In order to customize the displayed name, the argument `labels` can be
used. Please note that the labels need to be entered as a list, as shown below:
```{r}
summaryTable(data = colon2,
group = "rx",
labels = list(age = "Age", extent = "Extent"))
```
## Adding number of observations
The number of observations **which are not missing values**
are by default added in a new column. This can be disabled
by setting the argument `add_n` to `FALSE`.
```{r}
summaryTable(data = colon2,
group = "rx",
labels = list(rx = "Arm", age = "Age", extent = "Extent"),
add_n = FALSE)
```
## Overall column
An "overall" column can be added by setting the argument `overall` to
`TRUE`.
```{r}
summaryTable(data = colon2,
group = "rx",
overall = TRUE,
labels = list(age = "Age", extent = "Extent"))
```
## Variable types
The function `gtsummary::tbl_summary` considers
numeric variables with fewer than 10 unique values as categorical by default.
This is not the case in the function `summaryTable`.
Per default, all numeric variables are considered as continuous, unless
they only have two unique values: 0 and 1. In that case, they are considered as
dichotomous. This can be changed by setting the argument `continuous_as` to `categorical`.
For dichotomous variables, all levels are displayed by default.

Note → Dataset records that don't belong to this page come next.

PR #968, opened 2016-05-11
allow multiple deployments even though they are not properly supported

grosser:


jonmoter:
Actually, I don't think this is it.  We want to allow > 1 container in a the spec of a single Deployment.  Isn't this validating whether there's more than 1 Deployment in a config file?

jonmoter:
We want to remove the check in `DeployYaml#container`.

```
    def container
      containers = template.spec.template.try(:spec).try(:containers) || []
      if containers.size != 1
        raise Samson::Hooks::UserError, "Template #{@doc.template_name} has #{containers.size} containers, having 1 section is valid."
      end
      containers.first
    end
```

That's the problematic check.

grosser:
yes, got that mixed up :D

grosser:
updated!

jonmoter:
👍 on 💚

PR #970, opened 2016-05-11
fix migration by removing index prior to dropping columns

grosser:
@jonmoter 

resulted in the index being modified to not include the name and the index_exit failed because it did not
reference all columns ... now it should behave properly ...


jonmoter:
👍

To show only one row, use the argument
`dichotomous_as = dichotomous`.
The reference level is specified using the argument
`value = list(variable ~ "level to show")`.
```{r}
summaryTable(data = colon2,
group = "rx",
vars = "Male",
labels = list(age = "Age"),
dichotomous_as = "dichotomous",
value = list(Male ~ "1"),
missing = FALSE)
```
By default, the function plots the median and range for continuous
variables. A number of other options are available, using the argument
`stat_cont`.
### Statistic type
The statistics to be displayed can be chosen using the argument `stat_cont`
(options: `median_IQR`, `median_range` (default), `"mean_sd"`, `"mean_se"`
and `"geomMean_sd"`) and `stat_cat` (options: `"n_percent"` (default) `"n"`
and `"n_N"`).
```{r}
summaryTable(data = colon2, group = "rx",
stat_cont = "median_IQR",
stat_cat = "n_N",
labels = list(age = "Age", sex = "Sex", extent = "Extent"))
```
## Tests
By default, no p-value and confidence (CI) are displayed. p-values can
be added
by setting `test` to `TRUE` and CI by setting `ci` to `TRUE`.
The default test type for continuous variable is `wilcox.test`,
and `fisher.test` for categorical variables.
This can
be changed in `test_cont` and `test_cat`, respectively.

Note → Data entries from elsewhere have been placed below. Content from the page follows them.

PR #971, opened 2016-05-11
do not override latest with branch builds

grosser:
only integration pushes will update latest now ... 
/cc @zendesk/paas 

downside is that builds on master won't ... but that should be fine for our workflows ...

### DIFF
--- a/app/controllers/integrations/base_controller.rb
+++ b/app/controllers/integrations/base_controller.rb
@@ -83,7 +83,7 @@ class Integrations::BaseController < ApplicationController
   end
 
   def create_docker_image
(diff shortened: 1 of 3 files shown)


irwaters:
👍

app/controllers/integrations/base_controller.rb
```diff
@@ -83,7 +83,7 @@ def create_build_record
   end
 
   def create_docker_image
-    DockerBuilderService.new(@build).run!(push: true)
+    DockerBuilderService.new(@build).run!(push: true, push_to_latest: true)
```
jonmoter: I think `tag_as_latest` is slightly more accurate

The default CI type for continuous variables is `wilcox.test` and `wilson`
for categorical variables.
This can be changed in `ci_cont` and `ci_cat`, respectively.
```{r}
summaryTable(data = colon2,
group = "rx",
vars = c("age", "extent"),
stat_cont = "mean_sd",
test = TRUE,
ci = TRUE,
labels = list(age = "Age", extent = "Extent")
)
```
## Missing values
Per default, missing values are shown as a separate category. This can
be disabled by setting `missing` to `FALSE`.
For `missing = TRUE`, the percentage are automatically added next to the
missing number. This can be disabled by setting the argument `missing_percentage`
to `FALSE`.
```{r}
summaryTable(data = colon2,
group = "rx",
vars = "extent",
test = TRUE,
ci = TRUE,
missing_percent = FALSE,
labels = list(extent = "Extent")
)
summaryTable(data = colon2,
group = "rx",
vars = "extent",
test = TRUE,
ci = TRUE,
missing_percent = TRUE,
labels = list(extent = "Extent")
)
```
The tables with and without missing values can also be put next to each
other
by setting `missing` to `"both"`.
```{r}
summaryTable(data = colon2,
group = "rx",
vars = "extent",
missing_percent = "both",
test = TRUE,
labels = list(extent = "Extent")
)
```
## Further customization
Digits can be customized with the arguments `digits_cont` and
`digits_cat`. The argument `as_flex_table` (default to `TRUE`)
converts the gtsummary object to a flextable object, which is better
for Word output.
# Next steps
The argument `type`
will be introduced in a future release to enable more
fine-grained customization of the variables types.